--- START ---
PR #286, opened 2019-02-07
Fixes host entity schedule_remote_job

ldjebran:
test output https://github.com/SatelliteQE/robottelo/pull/6659#issuecomment-461393340

### DIFF
--- a/airgun/entities/host.py
+++ b/airgun/entities/host.py
@@ -104,12 +104,14 @@ class HostEntity(BaseEntity):
         view.export.click()
         return self.browser.save_downloaded_file()
 
-    def schedule_remote_job(self, entities_list, values, timeout=60):
+    def schedule_remote_job(self, entities_list, values, timeout=60, wait_for_results=True):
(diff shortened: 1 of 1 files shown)


airgun/entities/host.py
```diff
@@ -104,12 +104,14 @@ def export(self):
...
         return self.browser.save_downloaded_file()
 
-    def schedule_remote_job(self, entities_list, values, timeout=60):
+    def schedule_remote_job(self, entities_list, values, timeout=60, wait_for_results=True):
         """Apply Schedule Remote Job action to the hosts names in entities_list
 
         :param entities_list: The host names to apply the remote job.
         :param values: the values to fill The Job invocation view.
         :param timeout: The time to wait for the job to finish.
+        :param wait_for_results: Whether to wait for the job to finish execution and return the
```
oshtaier: just `Whether to wait for the job to finish execution` without `and return the final job status results.` as we return status no matter what

PR #287, opened 2019-02-13
Fixes Discovery Rule entity

ldjebran:
test output https://github.com/SatelliteQE/robottelo/pull/6736#issue-252762785

### DIFF
--- a/airgun/views/discoveryrule.py
+++ b/airgun/views/discoveryrule.py
@@ -11,8 +11,8 @@ from airgun.views.common import (
     SatTab,
 )
 from airgun.widgets import (
-    AutoCompleteSearchInput,
     ActionsDropdown,
+    AutoCompleteTextInput,
     FilteredDropdown,
     MultiSelect,
     SatTable,
@@ -55,7 +55,7 @@ class DiscoveryRuleCreateView(BaseLoggedInView):
     @View.nested
     class primary(SatTab):
         name = TextInput(id='discovery_rule_name')
-        search = AutoCompleteSearchInput(id='search')
+        search = AutoCompleteTextInput(id='search')
         host_group = FilteredDropdown(id='discovery_rule_hostgroup_id')
         hostname = TextInput(id='discovery_rule_hostname')
         hosts_limit = TextInput(id='discovery_rule_max_count')
--- a/airgun/views/discoveryrule.py
+++ b/airgun/views/discoveryrule.py
@@ -11,6 +11,7 @@ from airgun.views.common import (
     SatTab,
 )
 from airgun.widgets import (
+    AutoCompleteSearchInput,
     ActionsDropdown,
     FilteredDropdown,
     MultiSelect,
@@ -36,19 +37,6 @@ class DiscoveryRulesView(BaseLoggedInView):
             self.title, exception=False) is not None
 
 
-class SearchInput(TextInput):
-    """Discovery Search input field, This field has no value attribute, and The only way to set or
-    read it values correctly is using javascript.
-    """
-
-    @property
-    def value(self):
-        return self.browser.execute_script('return arguments[0].value;', self)
-
-    def fill(self, value):
-        self.browser.execute_script('arguments[0].value=arguments[1];', self, value)
-
-
 class DiscoveryRuleCreateView(BaseLoggedInView):
     submit = Text('//input[@name="commit"]')
     cancel = Text('//a[text()="Cancel"]')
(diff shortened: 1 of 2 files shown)


mirzal:
I understand that after this change, test case passes. I assume it is stable, i.e. passes every time you run it.

But my concern is, code like that shouldn't be necessary. Airgun's `TextInput.value()` will call Selenium `get_attribute`, which - after going through webdriver - will eventually call JavaScript's `element[attribute]`. And for this particular field, it does work and returns expected output. At least in Chrome webdev tools:

```
> document.getElementById('search')['value']
" activation_key_id  = 4"
```

Note that JavaScript's Node object property `value` is distinct from HTML `<input>` attribute `value`. JavaScript `value` is current value of field. HTML `value` is **default** value of `<input>`. If user changes field value, JavaScript will display changed string, HTML will display old string.   
Other fields on that page are missing HTML attribute `value` as well, but they don't require this workaround.

My wild guess would be that problem is not that we need to set/read value using JavaScript directly, but that this field has autocompletion elements that somehow mess up with Airgun. Could it be that when Airgun is trying to fill next field ("host group"), it is below "search" autocompletion? Could you share some more details on when and how your test failed before this change?

--------------

On separate note, this field is AutoCompletion component from React. As of now, there are only two places in entire Satellite where this is used - one that you found here, another one on "Create Filter" page, if "Unlimited?" checkbox is not checked. But as Satellite will gradually move to React, we will probably see it in other places as well. Then, we might want to move it to `widgets.py`.

Just something for other reviewers to consider.

airgun/views/discoveryrule.py
```diff
@@ -36,6 +36,19 @@ def is_displayed(self):
             self.title, exception=False) is not None
 
 
+class SearchInput(TextInput):
+    """Discovery Search input field, This field has no value attribute, and The only way to set or
+    read it values correctly is using javascript.
```
oshtaier: we can't even read value?

ldjebran: Yes the standard read, return the value from the list and not the current visible one.

ldjebran:
Please do not merge for now some changes appeared in last snap and value attribute is rule search input field is available now and have to make some testing and perhaps some changes.

abalakh:
I'm currently working with container tag input which has suggestions popping up with exactly the same problem @mirzal mentioned - suggestions are covering next field, causing issues. And i was planning to add extra widget for that, but it looks like there's a chance we facing the same issue. @ldjebran let's collaborate and try to create some generic widget (if our cases are actually similar).

ldjebran:
@mirzal @oshtaier thanks for review updated the PR thanks to @abalakh for coworking on this, the problem was after fill the autocompletion list does not disappear immediately or does not disappear at all in other entities (@abalakh case).

airgun/widgets.py
```diff
@@ -1718,3 +1718,15 @@ def fill(self, values):
                 widget = get_widget_by_name(self, key)
                 if widget:
                     widget.fill(value)
+
+
+class AutoCompleteSearchInput(TextInput):
```
abalakh: Any other ideas for widget name? It doesn't necessarily mean it's search input, basically any text input with auto complete, smth like 'text input with autocomplete'. `AutoCompleteTextInput` maybe? Or smth similar

airgun/views/discoveryrule.py
```diff
@@ -11,6 +11,7 @@
     SatTab,
 )
 from airgun.widgets import (
+    AutoCompleteSearchInput,
```
abalakh: nitpick: pls sort alphabetically :)

abalakh:
And btw, @mirzal thanks a lot for catching and bringing attention to the issue 🍻

oshtaier:
and test result for affected discovery test case

ldjebran:
@oshtaier changes done
```
(robottelo) dlezz@dlezz:~/projects/robottelo-fork$ pytest -v tests/foreman/ui_airgun/test_discoveryrule.py::test_positive_end_to_end
platform linux -- Python 3.6.6, pytest-4.0.2, py-1.5.4, pluggy-0.8.0 -- /home/dlezz/.pyenv/versions/robottelo/bin/python3.6
cachedir: .pytest_cache
plugins: xdist-1.26.0, timeout-1.3.3, services-1.3.1, mock-1.10.0, forked-0.2, cov-2.6.1
collecting ... 2019-02-25 09:04:21 - conftest - DEBUG - BZ deselect is disabled in settings

collected 1 item                                                                                             

tests/foreman/ui_airgun/test_discoveryrule.py::test_positive_end_to_end PASSED                         [100%]

=================================== 1 passed, 2 warnings in 169.66 seconds ===================================

```

PR #290, opened 2019-02-19
Fixes Role and Filter entity

ldjebran:
test output https://github.com/SatelliteQE/robottelo/pull/6751
dependency: https://github.com/SatelliteQE/airgun/pull/292

### DIFF
--- a/airgun/entities/filter.py
+++ b/airgun/entities/filter.py
@@ -29,6 +29,24 @@ class FilterEntity(BaseEntity):
             self, 'Edit', role_name=role_name, entity_name=entity_name)
         return view.read(widget_names=widget_names)
 
+    def read_all(self, role_name):
+        """Read all the available role filters table values"""
+        view = self.navigate_to(self, 'All', role_name=role_name)
+        return view.table.read()
+
+    def read_permissions(self, role_name):
+        """Return all role filters permissions as a dict with resources as keys and permission
+        names as values.
+        """
+        rows = self.read_all(role_name)
+        permissions = {}
+        for row in rows:
+            resource = row['Resource']
+            if resource not in permissions:
+                permissions[resource] = []
+            permissions[resource].extend(row['Permissions'].split(', '))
--- END ---
_What the exercise asks_
Using the records above, give the number of lines in which the word "values" occurs, and nothing else.

_Output for this task_
10